Benefits in kind is a broad term that can include a range of perks and some are taxable while others aren’t. Because we’re contractor accountants, we can help you figure out the benefits you can receive as the director of a company as well as the taxes you must pay, so take a look.
What Are Benefits in Kind?
So, what exactly are these benefits? The term refers to perks given by the company that can have a financial value but that are not paid in cash form. They’re popular because they can be used by employers as a way to attract talent, since they can help create good salary packages. If you’re thinking of setting up a limited company, you can also gift them to yourself as an employee of the business.
As mentioned, some benefits are taxable, which means you must declare them to HMRC in the correct manner.

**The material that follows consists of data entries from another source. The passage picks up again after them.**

PR #1443, opened 2022-05-11
Updates to Client Method Code Generation

alzimmermsft:
- Removed usage of `JacksonAdapter` when converting enums and `ExpandableStringEnum`s to a delimited string
- Removed usage of type casting when using `Mono.empty()` as it'll handle type casting.
- Replaced if/else null check with `Mono.justOrEmpty(Object)`.
- Replaced `Optional.ofNullable` and `orElseGet(Stream::empty)` with null check and empty `List` return (which is what the more complex `Optional`/`Stream` does.
- Added general documentation and questions to `ClientMethodTemplate` for follow-ups.


javagen/src/main/java/com/azure/autorest/template/ClientMethodTemplate.java
```diff
@@ -48,111 +52,192 @@ public static ClientMethodTemplate getInstance() {
...
+    /**
+     * Adds validations to the client method.
+     *
+     * @param function The client method code block.
+     * @param expressionsToCheck Expressions to validate as non-null.
+     * @param validateExpressions Expressions to validate with a custom validation (key is the expression, value is the
+     * validation).
+     * @param settings AutoRest generation settings, used to determine if validations should be added.
+     */
+    protected static void addValidations(JavaBlock function, List<String> expressionsToCheck,
```
srnagar, line 64: unrelated to this PR: Why is this a protected static method?

javagen/src/main/java/com/azure/autorest/template/ClientMethodTemplate.java
```diff
@@ -48,111 +52,192 @@ public static ClientMethodTemplate getInstance() {
...
+        Set<String> expressionsToCheckSet = new LinkedHashSet<>(expressionsToCheck);
+
+        for (String expressionToCheck : expressionsToCheckSet) {
+            // TODO (alzimmer): Determine if the assumption being made here are always true.
+            // 1. Assumes that the expression is nullable.
+            // 2. Assumes that the client method returns a reactive response.
+            // 3. Assumes that the reactive response is a Mono.
+            JavaIfBlock nullCheck = function.ifBlock(expressionToCheck + " == null", ifBlock ->
+                // TODO (alzimmer): Should this be a NullPointerException?
+                ifBlock.line("return Mono.error(new IllegalArgumentException(\"Parameter %s is required and "
```
srnagar, line 81: Yes, this should be `NullPointerException`

javagen/src/main/java/com/azure/autorest/template/ClientMethodTemplate.java
```diff
@@ -48,111 +52,192 @@ public static ClientMethodTemplate getInstance() {
...
-                    function.line("%1$s %2$s = new %1$s();",
-                            outParameter.getClientType(),
-                            outParameter.getName());
+                    function.line("%1$s %2$s = new %1$s();", outParameter.getClientType(), outParameter.getName());
                 } else {
-                    function.line("%1$s %2$s = null;",
-                            outParameter.getClientType(),
-                            outParameter.getName());
+                    // TODO (alzimmer): This is making the assumption that the client type is nullable.
+                    // Is that always the case? What if the client type is a primitive?
```
srnagar, line 214: Since the `if` condition checks that the parameter is required, it cannot be a primitive type here in the `else` block. Since all optional params should be non-primitive types. Also, when the param is required, the client type will be an instance of ClassType.

javagen/src/main/java/com/azure/autorest/template/ClientMethodTemplate.java
```diff
@@ -48,111 +52,192 @@ public static ClientMethodTemplate getInstance() {
...
+                    function.line("%1$s %2$s = null;", outParameter.getClientType(), outParameter.getName());
                 }
+
+                // TODO (alzimmer): Should this break here? What if there are subsequent method transformation details?
```
srnagar, line 218: This might be a bug. We should continue with the rest of the transformations.

srnagar (approved):

javagen/src/main/java/com/azure/autorest/template/ClientMethodTemplate.java
```diff
@@ -331,18 +425,17 @@ private static boolean addSpecialHeadersToRequestOptions(JavaBlock function, Cli
     protected static void addSpecialHeadersToLocalVariables(JavaBlock function, ClientMethod clientMethod) {
         if (MethodUtil.isMethodIncludeRepeatableRequestHeaders(clientMethod.getProxyMethod())) {
             function.line(String.format("String %1$s = UUID.randomUUID().toString();", MethodUtil.REPEATABILITY_REQUEST_ID_VARIABLE_NAME));
+            // TODO (alzimmer): Can this be replaced with DateTimeRfc1123.toRfc1123String(OffsetDateTime)?
```
srnagar, line 428: Yes, it can.

javagen/src/main/java/com/azure/autorest/template/ClientMethodTemplate.java
alzimmermsft: I'm going to file an issue for this

javagen/src/main/java/com/azure/autorest/template/ClientMethodTemplate.java
weidongxu-microsoft: This is THE oldest code that likely converted from C# via some tooling. Could be this reason.

javagen/src/main/java/com/azure/autorest/template/ClientMethodTemplate.java
```diff
@@ -708,6 +799,24 @@ protected void generatePagedAsyncSinglePage(ClientMethod clientMethod, JavaType
...
+        // This code is based on the previous implementation that assume if the T type for Mono<T> is a class that
+        // it has deserialized headers. This won't always be the case, but ClassType also isn't able to maintain
+        // whether the class is an extension of ResponseBase.
+        if (type instanceof ClassType) {
+            return true;
+        } else if (type instanceof GenericType && "ResponseBase".equals(((GenericType) type).getName())) {
+            return true;
+        } else {
+            return false;
+        }
```
weidongxu-microsoft, line 817: Fluent does this.
https://github.com/Azure/autorest.java/blob/main/fluentgen/src/main/java/com/azure/autorest/fluent/util/FluentUtils.java#L320-L337

javagen/src/main/java/com/azure/autorest/template/ClientMethodTemplate.java
```diff
@@ -323,26 +428,24 @@ private static boolean addSpecialHeadersToRequestOptions(JavaBlock function, Cli
...
+            function.line(String.format("requestOptionsLocal.setHeader(\"%1$s\", DateTimeRfc1123.toRfc1123String(OffsetDateTime.now()));", MethodUtil.REPEATABILITY_FIRST_SENT_HEADER));
         }
         return requestOptionsLocal;
     }
 
     protected static void addSpecialHeadersToLocalVariables(JavaBlock function, ClientMethod clientMethod) {
         if (MethodUtil.isMethodIncludeRepeatableRequestHeaders(clientMethod.getProxyMethod())) {
             function.line(String.format("String %1$s = UUID.randomUUID().toString();", MethodUtil.REPEATABILITY_REQUEST_ID_VARIABLE_NAME));
-            function.line(String.format("String %1$s = DateTimeFormatter.ofPattern(\"EEE, dd MMM yyyy HH:mm:ss z\", Locale.ENGLISH).withZone(ZoneId.of(\"GMT\")).format(OffsetDateTime.now());", MethodUtil.REPEATABILITY_FIRST_SENT_VARIABLE_NAME));
+            function.line(String.format("String %1$s = DateTimeRfc1123.toRfc1123String(OffsetDateTime.now());", MethodUtil.REPEATABILITY_FIRST_SENT_VARIABLE_NAME));
```
weidongxu-microsoft, line 439: Oh, nice. Is it new in core?

Please add the imports here https://github.com/Azure/autorest.java/blob/7bdee3b94e32822e00a20262fcf3beaa2393c2b4/javagen/src/main/java/com/azure/autorest/model/clientmodel/ClientMethod.java#L422-L427

javagen/src/main/java/com/azure/autorest/template/ClientMethodTemplate.java
```diff
@@ -221,98 +303,121 @@ protected static void applyParameterTransformations(JavaBlock function, ClientMe
...
-                            String expression;
-                            if (alwaysNull) {
-                                expression = "null";
-                            } else {
-                                expression = String.format("Base64Url.encode(%s)", parameterName);
-                            }
-                            function.line("%s %s = %s;", parameterWireTypeName, parameterWireName, expression);
+                            expression = String.format(
+                                "JacksonAdapter.createDefaultSerializerAdapter().serialize%s(%s, CollectionFormat.%s)",
+                                settings.shouldUseIterable() ? "Iterable" : "List", parameterName,
```
weidongxu-microsoft, line 391: Please do be careful that they are indeed equivalent. Else it could be nasty bug.

javagen/src/main/java/com/azure/autorest/template/ClientMethodTemplate.java
```diff
@@ -48,111 +52,189 @@ public static ClientMethodTemplate getInstance() {
...
+        // expressionsToCheck to a set.
+        Set<String> expressionsToCheckSet = new LinkedHashSet<>(expressionsToCheck);
+
+        for (String expressionToCheck : expressionsToCheckSet) {
+            // TODO (alzimmer): Determine if the assumption being made here are always true.
+            // 1. Assumes that the expression is nullable.
+            // 2. Assumes that the client method returns a reactive response.
+            // 3. Assumes that the reactive response is a Mono.
+            JavaIfBlock nullCheck = function.ifBlock(expressionToCheck + " == null", ifBlock ->
+                ifBlock.line("return Mono.error(new NullPointerException(\"Parameter %s is required and "
```
weidongxu-microsoft, line 80: The change to `NullPointerException` would be a big behavior change. And this could be kind of inconsistency depends on when the code regened...

javagen/src/main/java/com/azure/autorest/template/ClientMethodTemplate.java
weidongxu-microsoft: Above code probably written by me, to handle the case that the payload schema is empty class (no property or no writable ones), so it actually gets flattened to no parameter in method signature.

Yes, I do not see issue if "break" changed to "continue", probably my bug anyway.

javagen/src/main/java/com/azure/autorest/template/ClientMethodTemplate.java
weidongxu-microsoft: And if you really need to change this, remember to update javadoc as well (I am not sure whether currently we had any validation other than null check).
```
```

weidongxu-microsoft:
LGTM overall. Great work.

My major concern is the change from `IllegalArgumentException` to `NullPointerException`. I am not sure what Exception the majority hand-written code on data-plane uses. But I am concerned about inconsistency, as we definitely allow `null` for some parameter but not for other, so `IllegalArgumentException` more or less not being wrong.

javagen/src/main/java/com/azure/autorest/template/ClientMethodTemplate.java
alzimmermsft: I'm thinking something similar, I think `ClassType` may want to introduce a new field that maintains which types it's implementing or extending. This will give us a richer experience throughout the code base instead of having to potentially do another Swagger lookup or wrangling external templates.

javagen/src/main/java/com/azure/autorest/template/ClientMethodTemplate.java
alzimmermsft: I think it is best to revert this back to `IllegalArgumentException` for now given the effect this change could have, we'll want to have a more targeted discussion for this.

javagen/src/main/java/com/azure/autorest/template/ClientMethodTemplate.java
alzimmermsft: Added here as well. Something we may want to look at in the future is making it easier to add imports to a class file. Right now, imports are only able to be determined by parameters and methods which is good for centralization but then we run into these giant conditional blocks as seen in `ClientMethod` to handle each scenario that would have been a check elsewhere in code. It took me a while to realize this and be able to update the method imports based on the changes I made.

javagen/src/main/java/com/azure/autorest/template/ClientMethodTemplate.java
alzimmermsft: Yeah, even spending time writing the Javadocs for these methods and reading through what they do, I'm still not even sure what they do differently.

This would be a good area to begin a minor refactoring when we began to push forward on greenlighting new code generation features.

javagen/src/main/java/com/azure/autorest/template/ClientMethodTemplate.java
weidongxu-microsoft: Emm, yes, current it is a bit hard to use. For now the simple solution is just to add whatever required import to `ClientMethod` without condition, and let formatter to handle the clean-up.

This is part of the reason I added [MethodTemplate](https://github.com/Azure/autorest.java/blob/main/javagen/src/main/java/com/azure/autorest/template/prototype/MethodTemplate.java) for mgmt to keep related imports and javadoc and codes near, because of the diversity of the type of methods there.
But it got its own drawback. It blurs the line of model and template. So that probably remain in mgmt exclusively.

weidongxu-microsoft:
I've regened mgmt storage/compute with the updated codegen. So far not found any problem.
But note that mgmt is rather homogeneous, so it only part of the assurance.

Some Examples of Benefits in Kind
Limited company directors can offer a wide range of perks to their employees, including themselves, and some of the most common benefits that can be taxed include:
- Company cars
- Private healthcare
- Fuel for non-business uses
- Living accommodation provided by the employer
- Non-business entertainment and travel expenses
- Assets that have personal use on top of business use
You may also be able to get tax relief on electric vehicles so, if you’re looking to purchase a company car, now is probably the right time for your business. This is because company vehicles are put in different classes according to their fuel/energy type and CO2 rating, and electric vehicles will only pay 1% of benefit in kind tax for the current tax year of 2021/22. For 2022/23, this tax will rise to 2%.
It’s important that you speak to an expert accountant to make sure that you’re paying taxes on the right benefits, since there are many rules surrounding these perks.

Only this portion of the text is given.